━━━━━ The records

PR #58, opened 2020-04-02
Echartviewer update

itissandeep98:
In this PR I have added following features to the context menu of EchartViewer
- added an option to reset zoom
- added an option to set ranges of axes 
- added an option to export to EPS and EMF 
- added an option to copy the chart image to the clipboard
- added an option to print using the printer

### DIFF
--- a/src/main/java/io/github/mzmine/gui/chartbasics/gui/javafx/EChartViewer.java
+++ b/src/main/java/io/github/mzmine/gui/chartbasics/gui/javafx/EChartViewer.java
@@ -34,13 +34,12 @@ import io.github.mzmine.util.SaveImage;
 import io.github.mzmine.util.SaveImage.FileType;
 import io.github.mzmine.util.dialogs.AxesSetupDialog;
 import io.github.mzmine.util.io.XSSFExcelWriterReader;
-import java.awt.Graphics;
+import java.awt.Graphics2D;
 import java.awt.Image;
 import java.awt.Toolkit;
 import java.awt.datatransfer.DataFlavor;
 import java.awt.datatransfer.Transferable;
 import java.awt.datatransfer.UnsupportedFlavorException;
-import java.awt.print.PageFormat;
 import java.awt.print.Printable;
 import java.awt.print.PrinterException;
 import java.awt.print.PrinterJob;
@@ -52,6 +51,8 @@ import java.util.logging.Level;
 import java.util.logging.Logger;
 import javafx.event.ActionEvent;
 import javafx.event.EventHandler;
+import javafx.scene.control.Alert;
+import javafx.scene.control.Alert.AlertType;
 import javafx.scene.control.ContextMenu;
 import javafx.scene.control.Menu;
 import javafx.scene.control.MenuItem;
@@ -199,7 +200,35 @@ public class EChartViewer extends ChartViewer {
       });
 
       addMenuItem(getContextMenu(), "Print", event -> {
-
+        Printable content = (graphics, pageFormat, pageIndex) -> {
+          if (pageIndex > 0) {
+            return Printable.NO_SUCH_PAGE;
+          }
+          Graphics2D g2d = (Graphics2D) graphics;
+          g2d.translate(pageFormat.getImageableX(), pageFormat.getImageableY());
+          graphics.drawImage(chart.createBufferedImage(500, 500), 100, 100, null);
+          return Printable.PAGE_EXISTS;
+        };
+        PrinterJob job = PrinterJob.getPrinterJob();
+        if (job.getPrintService() != null) {
+          job.setPrintable(content);
+          boolean doPrint = job.printDialog();
+          if (doPrint) {
+            try {
+              job.print();
+            } catch (PrinterException e) {
+              Alert alert = new Alert(AlertType.ERROR);
+              alert.setTitle("Printing Service");
+              alert.setHeaderText("Error in Printing the Chart");
+              alert.showAndWait();
+            }
+          }
+        } else {
+          Alert alert = new Alert(AlertType.ERROR);
+          alert.setTitle("Printing Service");
+          alert.setHeaderText("No Printing Service Found");
+          alert.showAndWait();
+        }
       });
     }
 
--- a/src/main/java/io/github/mzmine/gui/chartbasics/gui/javafx/EChartViewer.java
+++ b/src/main/java/io/github/mzmine/gui/chartbasics/gui/javafx/EChartViewer.java
@@ -18,10 +18,46 @@
 
 package io.github.mzmine.gui.chartbasics.gui.javafx;
 
+import io.github.mzmine.gui.chartbasics.gestures.ChartGestureHandler;
+import io.github.mzmine.gui.chartbasics.gestures.interf.GestureHandlerFactory;
+import io.github.mzmine.gui.chartbasics.graphicsexport.GraphicsExportModule;
+import io.github.mzmine.gui.chartbasics.graphicsexport.GraphicsExportParameters;
+import io.github.mzmine.gui.chartbasics.gui.javafx.menu.MenuExportToClipboard;
+import io.github.mzmine.gui.chartbasics.gui.javafx.menu.MenuExportToExcel;
+import io.github.mzmine.gui.chartbasics.gui.swing.ChartGestureMouseAdapter;
+import io.github.mzmine.gui.chartbasics.gui.wrapper.ChartViewWrapper;
+import io.github.mzmine.gui.chartbasics.listener.AxesRangeChangedListener;
+import io.github.mzmine.gui.chartbasics.listener.AxisRangeChangedListener;
+import io.github.mzmine.gui.chartbasics.listener.ZoomHistory;
+import io.github.mzmine.main.MZmineCore;
+import io.github.mzmine.util.SaveImage;
+import io.github.mzmine.util.SaveImage.FileType;
+import io.github.mzmine.util.dialogs.AxesSetupDialog;
+import io.github.mzmine.util.io.XSSFExcelWriterReader;
+import java.awt.Graphics;
+import java.awt.Image;
+import java.awt.Toolkit;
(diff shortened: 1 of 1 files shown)


src/main/java/io/github/mzmine/gui/chartbasics/gui/javafx/EChartViewer.java
```diff
@@ -129,17 +146,117 @@ public EChartViewer(JFreeChart chart, boolean graphicsExportMenu, boolean dataEx
...
+          @Override
+          public Object getTransferData(DataFlavor flavor)
+              throws UnsupportedFlavorException, IOException {
+            if (!DataFlavor.imageFlavor.equals(flavor)) {
+              throw new UnsupportedFlavorException(flavor);
+            }
+            return image;
+          }
+        };
+        Toolkit.getDefaultToolkit().getSystemClipboard().setContents(clipboardWriter, null);
```
tomas-pluskal, line 199: Here you used the AWT class to access the clipboard. Since we are moving everything to JavaFX, I think it would be better to use the corresponding JavaFX class:
https://openjfx.io/javadoc/13/javafx.graphics/javafx/scene/input/Clipboard.html

src/main/java/io/github/mzmine/gui/chartbasics/gui/javafx/EChartViewer.java
```diff
@@ -129,17 +146,117 @@ public EChartViewer(JFreeChart chart, boolean graphicsExportMenu, boolean dataEx
...
+      });
+
+      addMenuItem(getContextMenu(), "Print", event -> {
+        Printable content = (graphics, pageFormat, pageIndex) -> {
```
tomas-pluskal, line 203: Same as above - let's use JavaFX classes for printing instead of AWT classes:
https://examples.javacodegeeks.com/desktop-java/javafx/javafx-print-api/

tomas-pluskal:
@robinschmid Please check if you have any suggestions

src/main/java/io/github/mzmine/gui/chartbasics/gui/javafx/EChartViewer.java
itissandeep98: Yes i was trying that too, but i was having trouble converting the buffered image to javafx image.

tomas-pluskal: Try
`Image image = SwingFXUtils.toFXImage(capture, null);`

itissandeep98: but aren't we trying to remove the swing dependencies?

tomas-pluskal: SwingFXUtils is actually a JavaFX class :)

tomas-pluskal: I believe JFreeChart currently can only create a BufferedImage, not JavaFX image, so we need to convert it.

src/main/java/io/github/mzmine/gui/chartbasics/gui/javafx/EChartViewer.java
```diff
@@ -129,17 +142,84 @@ public EChartViewer(JFreeChart chart, boolean graphicsExportMenu, boolean dataEx
...
+        content.putImage(image);
+        Clipboard.getSystemClipboard().setContent(content);
+      });
+
+      addMenuItem(getContextMenu(), "Print", event -> {
+        ImageView image = new ImageView(
+            SwingFXUtils.toFXImage(getChart().createBufferedImage(500, 500), null));
+        PrinterJob job = PrinterJob.createPrinterJob();
+        if (job != null) {
+          boolean doPrint = job.showPrintDialog(new Stage());
```
tomas-pluskal, line 184: Here you should not use `new Stage()` for a parent. Instead, obtain a reference to the current window, by calling `this.getScene().getWindow()`

src/main/java/io/github/mzmine/gui/chartbasics/gui/javafx/EChartViewer.java
```diff
@@ -129,17 +142,84 @@ public EChartViewer(JFreeChart chart, boolean graphicsExportMenu, boolean dataEx
...
+      });
+
+      addMenuItem((Menu) getContextMenu().getItems().get(0), "EPS..",
+          event -> handleSave("EMF Image", "EMF", ".emf", FileType.EMF));
+
+      addMenuItem((Menu) getContextMenu().getItems().get(0), "EMF..",
+          event -> handleSave("EPS Image", "EPS", ".eps", FileType.EPS));
+
+      addMenuItem(getContextMenu(), "Copy Chart to Clipboard", event -> {
+        Image image = SwingFXUtils.toFXImage(getChart().createBufferedImage(500, 500), null);
```
tomas-pluskal, line 173: Avoid making multiple function calls on the same line - here you are calling toFXImage, getChart, and createBufferedImage. If an exception happens, it is much easier to debug if the calls are on separate lines. It is also easier to read such code for other people who work on the same codebase.

tomas-pluskal: Second comment: 500,500 should not be hardcoded here. Add a static final constant field to the class, and include a comment that explains the reason why 500 was chosen as the constant value.

src/main/java/io/github/mzmine/gui/chartbasics/gui/javafx/EChartViewer.java
```diff
@@ -129,17 +142,84 @@ public EChartViewer(JFreeChart chart, boolean graphicsExportMenu, boolean dataEx
...
+        addExportMenu(graphicsExportMenu, dataExportMenu);
+      }
+
+      addMenuItem(getContextMenu(), "Reset Zoom", event -> {
+        xAxis.setAutoRange(true);
+        yAxis.setAutoRange(true);
+      });
+
+      addMenuItem(getContextMenu(), "Set Range on Axis", event -> {
+        AxesSetupDialog dialog = new AxesSetupDialog(new Stage(), chart.getXYPlot());
```
tomas-pluskal, line 162: Here also you should not use `new Stage()` for parent, see my other comment below

src/main/java/io/github/mzmine/gui/chartbasics/gui/javafx/EChartViewer.java
```diff
@@ -129,17 +142,84 @@ public EChartViewer(JFreeChart chart, boolean graphicsExportMenu, boolean dataEx
...
+        dialog.show();
+      });
+
+      addMenuItem((Menu) getContextMenu().getItems().get(0), "EPS..",
```
tomas-pluskal, line 166: The expression `(Menu) getContextMenu().getItems().get(0)` works but is unnecessary complicated. Better to make a private class variable for the Export menu. You can change the addMenu() function to return Menu instead of void. Or you can remove the addMenu() function completely, I don't really think it is needed.

src/main/java/io/github/mzmine/gui/chartbasics/gui/javafx/EChartViewer.java
itissandeep98: >500,500 should not be hardcoded here. Add a static final constant field to the class, and include a comment that explains the reason why 500 was chosen as the constant value.

Actually there is no specific reason for choosing 500. Should I make the size of the image equal to the size of the window or leave it to some constant value?

tomas-pluskal: Okay, you can make it equal to the window size. The user can use the graphics export dialog if different size is needed.

src/main/java/io/github/mzmine/gui/chartbasics/gui/javafx/EChartViewer.java
```diff
@@ -129,17 +144,92 @@ public EChartViewer(JFreeChart chart, boolean graphicsExportMenu, boolean dataEx
...
+
+      addMenuItem(exportMenu, "EPS..",
+          event -> handleSave("EMF Image", "EMF", ".emf", FileType.EMF));
+
+      addMenuItem(exportMenu, "EMF..",
+          event -> handleSave("EPS Image", "EPS", ".eps", FileType.EPS));
+
+      addMenuItem(getContextMenu(), "Copy Chart to Clipboard", event -> {
+        BufferedImage bufferedImage = getChart()
+            .createBufferedImage((int) this.getScene().getWidth(),
```
tomas-pluskal, line 178: Actually, it makes more sense to use `this.getWidth()` instead of `this.getScene().getWidth()`, because the scene contains also other components than the chart. If you use `this.getWidth()` the exported image will have the same size as the image on the screen, which is a reasonable behavior.

tomas-pluskal:
Looks great, thanks!

robinschmid:
https://github.com/mzmine/mzmine3/pull/58/files#diff-a141e5ff4687f291c438f6a5fe602affR150-R206
Sorry for the late comment. And thanks for the great work.
You have to be careful with your additions to the constructor. 
1. if the chart is null in the constructor, the menus are never added to the EChartView. I think they should always be added. If the chart is null we could do setEnabled(false)
2. If the chart is changed later by calling the setChart method, your menu actions in the constructor will still use the old chart (domainAxis/rangeAxis). You should access the chart inside the action listeners by calling the getChart method from ChartView.

itissandeep98:
>If the chart is null we could do setEnabled(false)

I don't understand what exactly do you mean by this?

robinschmid:
Lets say we create a ChartView - there is the case where the chart in the constructor is null and we pass the chart later (or we change the JFreeChart later) with setChart().

In the case the chart of a ChartView is null, we might want to disable (grey-out) all menu items or the whole menu. setEnabled is the way we typically did it in swing. JavaFX should have something similar.

PR #59, opened 2020-04-04
fixed npe when applied to mirror plot

SteffenHeu:
When working on the spectral search, i noticed a crash during theme application if it was applied to a mirror plot. This was due to the mirror plot having no range axis but subplots with their own range axes.


tomas-pluskal:
Looks good, thanks!

PR #60, opened 2020-04-06
Swing to javafx mzhistogram

itissandeep98:
This PR is for the conversion of io/github/mzmine/modules/visualization/mzhistogram/chart/HistogramPanel.java from Swing to JavaFX.
there is a lot of code change because the direct alternative of swing components in java was not giving optimal results. In short, the code related to UI change is as follows
* I have created 4 HBox in place of earlier JPanels 
* A VBox is containing all those 4 HBox and a label with proper spacing
* That VBox is the bottom pane of the main Pane 

Moreover, I have removed the dependency of DelayedDocumentListener.java and added an equivalent code for it.


src/main/java/io/github/mzmine/modules/visualization/mzhistogram/chart/HistogramDialog.java
```diff
@@ -56,16 +56,14 @@ public HistogramDialog(String title, String xLabel, HistogramData data, double b
...
     histo = new HistogramPanel(xLabel, data, binWidth);
 
-    SwingNode swingNode = new SwingNode();
-    mainPane.setCenter(swingNode);
-    SwingUtilities.invokeLater(() -> {
-      swingNode.setContent(histo);
+    setMinWidth(1050);
+    setMinHeight(700);
+    setScene(mainScene);
+    Platform.runLater(() -> {
```
tomas-pluskal, line 65: Here it is not necessary to use Platform.runLater(), because the Stage constructor must always be called on the JavaFX thread, anyway.

src/main/java/io/github/mzmine/modules/visualization/mzhistogram/chart/HistogramPanel.java
```diff
@@ -400,108 +312,112 @@ private void updateHistograms() {
...
-                logger.error("", e);
-                lbStats.setText("ERROR");
-              } catch (ExecutionException e) {
-                logger.error("", e);
-                lbStats.setText("ERROR");
-              }
-            }
-          }.execute();
+          try {
+            Platform.runLater(() -> {
```
tomas-pluskal, line 326: Here Platform.runLater() is not the best solution, because the background calculation will be performed on the JavaFX thread and therefore block the GUI. It might be best to use a thread pool executor, see here: https://stackoverflow.com/questions/29733004/properly-doing-multithreading-and-thread-pools-with-javafx-tasks

tomas-pluskal:
Looks great, thanks! I added a few comments.

src/main/java/io/github/mzmine/modules/visualization/mzhistogram/chart/HistogramPanel.java
```diff
@@ -315,16 +232,14 @@ public void setData(HistogramData data, double binWidth) {
         try {
           bws = Precision.toString(bw, 4);
         } catch (Exception e) {
+          logger.error("", e);
```
tomas-pluskal, line 235: Please add some descriptive error messages when calling the logger

src/main/java/io/github/mzmine/modules/visualization/mzhistogram/chart/HistogramPanel.java
itissandeep98: Yes i thought of that too, but it was giving an IllegalStateExeception as we are trying to update the chart which is on javafx thread

tomas-pluskal: You can do the calculation on the thread pool executor, and then update the chart from the threadpool executor thread using Platform.runLater(). The key point is to do the CPU-intensive calculation on a different thread and the GUI updates on the JavaFX thread.

itissandeep98: are you suggesting something like this?
image

tomas-pluskal: Yes, exactly

itissandeep98:
One more thing, The file Histogramdialog.java can be merged easily into EHistogramdialog.java. should i merge them?

tomas-pluskal:
> One more thing, The file Histogramdialog.java can be merged easily into EHistogramdialog.java. should i merge them?

Sounds good!

The GUI is now much more responsive after the threading update, I like it.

━━━━━━━━━━

In the records above, which lines hold the string "merged"? Copy each one.

* _Solved problem_:
One more thing, The file Histogramdialog.java can be merged easily into EHistogramdialog.java. should i merge them?
> One more thing, The file Histogramdialog.java can be merged easily into EHistogramdialog.java. should i merge them?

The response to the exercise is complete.